Our trusty dinghy also decided to be unreliable after we got here. It isn’t really the dinghy, but the connection of the hose between the motor and the fuel tank at the fuel tank end. This had me drifting up the channel on my way back to shore from a trip to pick up the laptop as the motor died and wouldn’t restart. In an effort to rescue me, John jumped into another cruiser’s dinghy just before the cruiser warned him that it was “a little tippy” and went for an unexpected dip. It is hot here, and the water is pretty clean, but normally we try to look our best for the officials when we clear in. John was still a little damp when he went to town. Unlike the auto-pilot, John says he can fix this.
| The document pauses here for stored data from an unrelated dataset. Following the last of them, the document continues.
PR #686, opened 2018-09-04
Revert "Switch to the unified SMO NuGet"

kburtram:
The SMO update is causing breaks in Credentials and Resource Providers so we need to either fix this or revert back to previous SMO consumption model until the issue is resolved.


kburtram:
@shueybubbles as we discussed offline, let's revert for now and work on a fix in parallel.  Thanks!

PR #693, opened 2018-09-18
 fixed couple of issues in the perf tests

llali:


kburtram:
@llali thanks for fixing 😄

PR #698, opened 2018-09-26
Logging for ga

ranasaria:
Adding a robustness change to call close on logger before process exit.

Also adding a designer.cs file needed by a script csproj that got missed out in previous checkin due to .gitignore entry.


kburtram:
@ranasaria I guess there isn't a good way to force the close during the finalizer if the log is still open?

ranasaria:
Yeah. I will research this more on the internet later and see if there is a more comprehensive fix corner case scenarios.


-  Arvind.

PR #701, opened 2018-10-02
Upgrade SMO to 150 preview 

shueybubbles:
This enables full compatibility with SQL 2019 CTP. 
While testing the upgrade I found an issue with scripting objects that have a single quote in their name so I'm including that fix here.


src/Microsoft.SqlTools.Credentials/Microsoft.SqlTools.Credentials.csproj
```diff
@@ -20,10 +20,7 @@
   </ItemGroup>
   <ItemGroup>
     <PackageReference Include="System.Data.SqlClient" Version="4.5.0-preview2-26406-04" />
-    <PackageReference Include="Microsoft.SqlServer.Management.SmoMetadataProvider" Version="$(SmoPackageVersion)" />
-    <PackageReference Include="Microsoft.SqlServer.Management.SqlScriptPublishModel" Version="$(SmoPackageVersion)" />
-    <PackageReference Include="Microsoft.SqlServer.SqlParser" Version="$(SmoPackageVersion)" />
-    <PackageReference Include="Newtonsoft.Json" Version="10.0.2" />
```
ranasaria: Academic question: This is a little unexpected removal I would think. What I am wondering at is the following. Does the code in this project depend directly on Newtonsoft.json or did it have this dependency due to one of the SmoMetadataProvider, SqlScriptPublishModel, and SqlParser codebases.

src/Microsoft.SqlTools.ServiceLayer/Scripting/ScriptingExtensionMethods.cs
```diff
@@ -103,10 +103,10 @@ public static Urn ToUrn(this ScriptingObject scriptingObject, string server, str
             string urn = string.Format(
                 "Server[@Name='{0}']/Database[@Name='{1}']/{2}[@Name='{3}' {4}]",
                 server.ToUpper(),
-                database,
+                Urn.EscapeString(database),
```
ranasaria: How did you end up uncovering this bug? Do we have a test coverage hole? If you can spare on some thoughts what missing test we ought to go and write then kindly file an issue for our backlog.

test/Microsoft.SqlTools.ServiceLayer.Test.Common/TestLogger.cs
```diff
@@ -97,13 +97,15 @@ public void WriteWithCallstack()
 
         public void Verify(TraceEventType eventType, string message, string callstackMessage, bool shouldVerifyCallstack = false, bool expectLogMessage = true)
         {
+            Logger.Flush();
+            // The Regex uses .* between the severity and the message to allow SMO to vary the content. 140 SMO has nothing there, 150 has a timestamp
             if (expectLogMessage)
             {
-                Assert.True(File.Exists(Logger.LogFileFullPath) && Regex.IsMatch(LogContents, $@"\b{eventType}:\s+\d+\s+:\s+{message}", RegexOptions.Compiled));
+                Assert.True(File.Exists(Logger.LogFileFullPath) && Regex.IsMatch(LogContents, $@"\b{eventType}:.*{message}", RegexOptions.Compiled));
```
ranasaria: The previous version of code was verifying that a trace eventid (like an error code) which is superimposed and emitted by the toolsservice logger is present in the log entry. So before we relax this verification I would like to understand why this relaxation is needed. Maybe there is a bug in my original implementation that you have uncovered. More likely this error code is just not present for the smo traces and we need to make this chagne only for those tests.

ranasaria: eventid comes right after eventType. So for some reason the above check was getting satisfied before while it is not in smo. This does not look related to emission of date in smo log entry or is it?

src/Microsoft.SqlTools.ServiceLayer/Scripting/ScriptingExtensionMethods.cs
ranasaria: I see that you have added some new tests below, so if they were sufficient to reproduce the original bug and verify the fix then we are good here and thank you for the tests :)

test/Microsoft.SqlTools.ServiceLayer.Test.Common/TestLogger.cs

While we were waiting for the officials to show up (the ones who never did), John was checking the Internet for election news as I watched another cruiser get her hair cut. I’d promised myself that I would have my hair cut in Panama, but I figured I’d take advantage of the time and opportunity, so I did it here. That wouldn’t normally be an adventure, but in this case, my instructions were to make sure that none of my hair could reach my eyes or mouth. Despite ponytails and hats, there are always strands blowing in the wind and bugging me. No more. After more than 20 years, I have short hair again. It turns out that it’s a little curly, and I think that’s a good thing. I’m sure John will get a picture of it one of these days.